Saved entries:
■ ■ ■ ■

PR #5553, opened 2022-10-13
Add new component to Carbon: Button Minor

DobroTora:
### Proposed behaviour
Screenshot 2022-11-23 at 14 12 13
Screenshot 2022-11-23 at 14 13 39
Screenshot 2022-11-23 at 14 14 02
Screenshot 2022-11-23 at 14 14 27
Screenshot 2022-11-23 at 14 14 45
Screenshot 2022-11-23 at 14 15 01
Screenshot 2022-11-23 at 14 15 16
Screenshot 2022-11-23 at 14 15 32

### Current behaviour
The Button Minor is a new component. The boolean prop isMinor is added to render a Button Minor variant. Storybook stories has been updated to reflect the differences between Minor and Major varinats.

### Checklist

#### QA

### Testing instructions

### DIFF
--- a/src/components/button-minor/button-minor-test.stories.tsx
+++ b/src/components/button-minor/button-minor-test.stories.tsx
@@ -1,0 +1,90 @@
+import React from "react";
+import { action } from "@storybook/addon-actions";
+import { ButtonProps } from "components/button/button.component";
+import ButtonMinor from "./button-minor.component";
+import { ICONS } from "../icon/icon-config";
+import {
+  BUTTON_SIZES,
+  BUTTON_VARIANTS,
+  BUTTON_ICON_POSITIONS,
+} from "../button/button.config";
+
+export default {
+  title: "Button Minor/Test",
+  includeStories: "DefaultStory",
+  parameters: {
+    info: { disable: true },
+    chromatic: { disable: true },
+  },
+};
+const commonArgTypesButtonMinor = {
+  size: {
+    options: BUTTON_SIZES,
+    control: { type: "select" },
+  },
+  buttonType: {
+    options: BUTTON_VARIANTS,
+    control: {
+      type: "select",
+    },
+  },
+  iconType: {
+    options: [...ICONS, ""],
+    control: {
+      type: "select",
+    },
+  },
+  iconPosition: {
+    options: BUTTON_ICON_POSITIONS,
+    control: { type: "select" },
+  },
+  href: {
+    control: {
+      type: "text",
+    },
+  },
+};
+const commonArgsButtonMinor = {
+  size: "medium",
+  subtext: "",
+  buttonType: "secondary",
+  fullWidth: false,
+  disabled: false,
+  destructive: false,
+  noWrap: false,
+  href: undefined,
+  iconPosition: "before",
+};
+export const DefaultStory = (args: ButtonProps) => (
+  <ButtonMinor onClick={action("click")} {...args}>
+    Example Button
+  </ButtonMinor>
+);
+export const Default = (args: ButtonProps) => <ButtonMinor {...args} />;
+export const ButtonMinorCustom = (props: ButtonProps) => (
+  <ButtonMinor {...props}>Example Button</ButtonMinor>
+);
+export const ButtonMinorDifferentTypes = (props: ButtonProps) => {
+  return (
+    <div>
+      <ButtonMinor buttonType="primary" {...props}>
+        Primary
+      </ButtonMinor>
+      <ButtonMinor buttonType="secondary" {...props}>
+        Secondary
+      </ButtonMinor>
+      <ButtonMinor buttonType="tertiary" {...props}>
+        Tertiary
+      </ButtonMinor>
+    </div>
+  );
+};
+DefaultStory.story = {
+  name: "default",
+  args: {
+    ...commonArgsButtonMinor,
+  },
+  argTypes: {
+    ...commonArgTypesButtonMinor,
+  },
+};
--- a/src/components/button-minor/button-minor.component.tsx
+++ b/src/components/button-minor/button-minor.component.tsx
@@ -1,0 +1,15 @@
+import React from "react";
+import StyledButtonMinor from "./button-minor.style";
+import { ButtonProps } from "../button";
+
+export const ButtonMinor = ({
+  buttonType = "secondary",
+  size = "medium",
+  ...rest
+}: ButtonProps) => (
+  <StyledButtonMinor size={size} buttonType={buttonType} {...rest} />
+);
+
+ButtonMinor.displayName = "ButtonMinor";
+
+export default ButtonMinor;
--- a/src/components/button-minor/button-minor.spec.tsx
+++ b/src/components/button-minor/button-minor.spec.tsx
@@ -1,0 +1,111 @@
+import React from "react";
+import { shallow, mount } from "enzyme";
+import Icon from "../icon";
+import {
+  ButtonProps,
+  ButtonTypes,
+  SizeOptions,
+} from "../button/button.component";
+import ButtonMinor from "./button-minor.component";
+import { assertStyleMatch } from "../../__spec_helper__/test-utils";
+
+const render = (props: ButtonProps, renderer: typeof shallow = shallow) => {
+  return renderer(<ButtonMinor {...props} />);
+};
+
+describe("when no props other than children are passed into the component", () => {
+  it("renders the default props and children", () => {
+    const wrapper = render({ children: "foo" });
+    expect(wrapper.contains(<Icon type="filter" />)).toBeFalsy();
+    expect(wrapper.props().buttonType).toEqual("secondary");
+  });
+});
+
+const minorSizesPadding: [SizeOptions, string][] = [
+  [
+    "small",
+    "var(--spacing000) var(--spacing100) var(--spacing000) var(--spacing100)",
+  ],
+  ["medium", "var(--spacing100)"],
+  ["large", "var(--spacing100)"],
+];
+
+interface VariantColorProperties {
+  background?: string;
+  borderColor?: string;
+  color?: string;
+}
+
+const minorColors: [ButtonTypes, VariantColorProperties][] = [
+  [
+    "primary",
+    {
+      background: "var(--colorsActionMinor500)",
+      borderColor: "var(--colorsActionMinorTransparent)",
+      color: "var(--colorsActionMinorYang100)",
+    },
+  ],
+  [
+    "secondary",
+    {
+      background: "transparent",
+      borderColor: "var(--colorsActionMinor500)",
+      color: "var(--colorsActionMinor500)",
+    },
+  ],
+  [
+    "tertiary",
+    {
+      background: "transparent",
+      borderColor: "transparent",
+      color: "var(--colorsActionMinor500)",
+    },
+  ],
+  [
+    "darkBackground",
+    {
+      borderColor: "transparent",
+    },
+  ],
+];
+
+describe("Button Minor", () => {
+  it.each(minorSizesPadding)(
+    "when size is %s the padding is %s",
+    (size, padding) => {
+      const wrapper = mount(<ButtonMinor size={size}>Foo</ButtonMinor>);
+      assertStyleMatch({ padding }, wrapper);
+    }
+  );
+
+  it.each(minorColors)(
+    "when buttonType is %s, renders with correct styling",
+    (buttonType, styles) => {
+      const wrapper = mount(
+        <ButtonMinor buttonType={buttonType}>Foo</ButtonMinor>
+      );
+      assertStyleMatch({ ...styles }, wrapper);
+    }
+  );
+
+  it("when destructive prop is passed, renders with destructive styling", () => {
+    const wrapper = mount(<ButtonMinor destructive>foo</ButtonMinor>);
+    assertStyleMatch(
+      {
+        background: "transparent",
+        color: "var(--colorsSemanticNegative500)",
+      },
+      wrapper
+    );
+  });
+  it("when disabled prop is passed, renders with disabled styling", () => {
+    const wrapper = mount(<ButtonMinor disabled>foo</ButtonMinor>);
+    assertStyleMatch(
+      {
+        background: "transparent",
+        color: "var(--colorsActionMajorYin030)",
+      },
+      wrapper
+    );
+  });
+});
--- a/src/components/button-minor/button-minor.stories.mdx
+++ b/src/components/button-minor/button-minor.stories.mdx
@@ -1,0 +1,241 @@
+import { Meta, Story, Canvas } from "@storybook/addon-docs";
+
+import ButtonMinor from ".";
+import Button from "../button";
+import StyledSystemProps from "../../../.storybook/utils/styled-system-props";
+import * as stories from "./button-minor.stories";
+
+<Meta title="Button Minor" parameters={{ info: { disable: true } }} />
+
+# Button Minor
+
+<a
+  target="_blank"
+  href="https://zeroheight.com/2ccf2b601/p/4121af-button-minor/b/03680d"
+  style={{ color: '#007E45', fontWeight: 'bold', textDecoration: 'underline' }}
+>
+  Product Design System component - Button Minor Component
+</a>
+
+- A minor button is a user interface button rather than a primary action button.
+- It is less prominent than a major button.
+
+## Contents
+
+- [Quick Start](#quick-start)
+- [Examples](#examples)
+- [Props](#props)
+
+## Quickstart
+
+```javascript
+import ButtonMinor from "carbon-react/lib/components/button-minor";
+```
+
+## Examples
+
+### Primary Buttons
+
+For the single most prominent call to action on the page (e.g. Save, Submit, Continue).
+
+<Canvas>
+  <Story 
+    name="primary" 
+    story={stories.PrimaryButton}
+  />
+</Canvas>
+
+Primary buttons can be destructive.
+
+<Canvas>
+  <Story
+    name="primary/destructive"
+    story={stories.PrimaryDestructiveButton}
+  />
+</Canvas>
+
+Primary buttons can be disabled.
+
+<Canvas>
+  <Story
+    name="primary/disabled"
+    story={stories.PrimaryDisabledButton}
+  />
+</Canvas>
+
+Primary buttons can have an icon positioned before or after the text.
+
+<Canvas>
+  <Story
+    name="primary/icon"
+    story={stories.PrimaryIconButton}
+  />
+</Canvas>
+
+Primary buttons can be `fullWidth`.
+
+<Canvas>
+  <Story
+    name="primary/full-width"
+    story={stories.PrimaryFullWidthButton}
+  />
+</Canvas>
+
+Primary buttons can be set into `noWrap` mode to prevent text wrapping.
+
+<Canvas>
+  <Story
+    name="primary/noWrap"
+    story={stories.PrimaryNoWrapButton}
+  />
+</Canvas>
+
+### Secondary Buttons
+
+Less prominent, there can be multiple secondary buttons on a page.
+Secondary buttons are transparent, rather than white.
+
+<Canvas>
+  <Story
+    name="secondary"
+    story={stories.SecondaryButton}
+  />
+</Canvas>
+
+Secondary buttons can be destructive.
+
+<Canvas>
+  <Story
+    name="secondary/destructive"
+    story={stories.SecondaryDestructiveButton}
+  />
+</Canvas>
+
+Secondary buttons can be disabled.
+
+<Canvas>
+  <Story
+    name="secondary/disabled"
+    story={stories.SecondaryDisabledButton}
+  />
+</Canvas>
+
+Secondary buttons can have an icon positioned before or after the text.
+
+<Canvas>
+  <Story
+    name="secondary/icon"
+    story={stories.SecondaryIconButton}
+  />
+</Canvas>
+
+Secondary buttons can be `fullWidth`.
+
+<Canvas>
+  <Story
+    name="secondary/full-width"
+    story={stories.SecondaryFullWidthButton}
+  />
+</Canvas>
+
+Secondary buttons can be set into `noWrap` mode to prevent text wrapping.
+
+<Canvas>
+  <Story
+    name="secondary/noWrap"
+    story={stories.SecondaryNoWrapButton}
+    parameters={{ chromatic: { disable: true } }}
+  />
+</Canvas>
+
+### Tertiary Buttons
+
+Tertiary Buttons or 'ghost' buttons are used for reversing actions, like 'Cancel' or 'Back'.
+
+<Canvas>
+  <Story
+    name="tertiary"
+    story={stories.TertiaryButton}
+  />
+</Canvas>
+
+Tertiary buttons can be destructive.
+
+<Canvas>
+  <Story
+    name="tertiary/destructive"
+    story={stories.TertiaryDestructiveButton}
+  />
+</Canvas>
+
+Tertiary buttons can be disabled.
+
+<Canvas>
+  <Story
+    name="tertiary/disabled"
+    story={stories.TertiaryDisabledButton}
+  />
+</Canvas>
+
+Tertiary buttons can have an icon positioned before or after the text.
+
+<Canvas>
+  <Story
+    name="tertiary/icon" 
+    story={stories.TertiaryIconButton} />
+</Canvas>
+
+Tertiary buttons can be `fullWidth`.
+
+<Canvas>
+  <Story
+    name="tertiary/full-width"
+    story={stories.TertiaryFullWidthButton}
+  />
+</Canvas>
+
+Tertiary buttons can be set to `noWrap` mode to prevent text wrapping.
+
+<Canvas>
+  <Story
+    name="tertiary/noWrap"
+    story={stories.TertiaryNoWrapButton}
+    parameters={{ chromatic: { disable: true } }}
+  />
+</Canvas>
+
+### Icon Only Button
+
+Buttons can be rendered with just an icon.
+
+<Canvas>
+  <Story
+    name="icon only button"
+    story={stories.IconOnlyButton}
+  />
+</Canvas>
+
+Icon only buttons can also display a tooltip message when the icon is hovered over. This can be acheived by passing a string to the `iconTooltipMessage` prop.
+
+<Canvas>
+  <Story
+    name="icon only button with tooltip"
+    story={stories.IconOnlyWithTooltipButton}
+    parameters={{ chromatic: { disable: true } }}
+  />
+</Canvas>
+
+
+## Props
+
+Options shared between all of the above types of buttons. When setting padding we recommend using either the `p`, `py`
+or `px` props to ensure the spacing within the button is applied evenly.
+
+### Button Minor
+
+<StyledSystemProps
+  of={Button}
+  spacing
+  defaults={{ pt: "1px", pb: "1px", px: "24px" }}
+  noHeader
+/>
--- a/src/components/button-minor/button-minor.test.js
+++ b/src/components/button-minor/button-minor.test.js
@@ -1,0 +1,416 @@
+import React from "react";
+
+import {
+  Default as ButtonMinor,
+  ButtonMinorCustom,
+  ButtonMinorDifferentTypes,
+} from "./button-minor-test.stories";
+
+import * as stories from "./button-minor.stories.tsx";
+
+import { BUTTON_SIZES, BUTTON_ICON_POSITIONS } from "../button/button.config";
+
+import {
+  buttonSubtextPreview,
+  buttonDataComponent,
+} from "../../../cypress/locators/button";
+
+import { cyRoot, icon, tooltipPreview } from "../../../cypress/locators";
+import { positionOfElement } from "../../../cypress/support/helper";
+import { CHARACTERS } from "../../../cypress/support/component-helper/constants";
+import CypressMountWithProviders from "../../../cypress/support/component-helper/cypress-mount";
+import { useJQueryCssValueAndAssert } from "../../../cypress/support/component-helper/common-steps";
+
+const testData = [CHARACTERS.DIACRITICS, CHARACTERS.SPECIALCHARACTERS];
+
+const destructive = "rgb(203, 55, 74)";
+const transparent = "rgba(0, 0, 0, 0)";
+
+context("Test for Button Minor component", () => {
+  describe("Check props for Button Minor component", () => {
+    it("should render Button Minor with aria-label prop", () => {
+      CypressMountWithProviders(
+        <ButtonMinorCustom aria-label="cypress-aria" />
+      );
+
+      buttonDataComponent().should("have.attr", "aria-label", "cypress-aria");
+    });
+
+    it.each(testData)(
+      "should render Button Minor label using %s special characters",
+      (label) => {
+        CypressMountWithProviders(<ButtonMinor>{label}</ButtonMinor>);
+
+        buttonDataComponent().should("have.text", label);
+      }
+    );
+
+    it.each(testData)(
+      "should render Button Minor subtext with %s special characters",
+      (subtext) => {
+        CypressMountWithProviders(
+          <ButtonMinorCustom size="large" subtext={subtext} />
+        );
+
+        buttonSubtextPreview().should("have.text", subtext);
+      }
+    );
+
+    it.each(testData)(
+      "should render Button Minor name using %s special characters",
+      (name) => {
+        CypressMountWithProviders(<ButtonMinorCustom name={name} />);
+
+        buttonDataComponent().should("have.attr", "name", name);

■ ■ ■ ■

Task instructions:
Show all lines from the records above where the word "large" occurs.

Final answer:
+  ["large", "var(--spacing100)"],
+          <ButtonMinorCustom size="large" subtext={subtext} />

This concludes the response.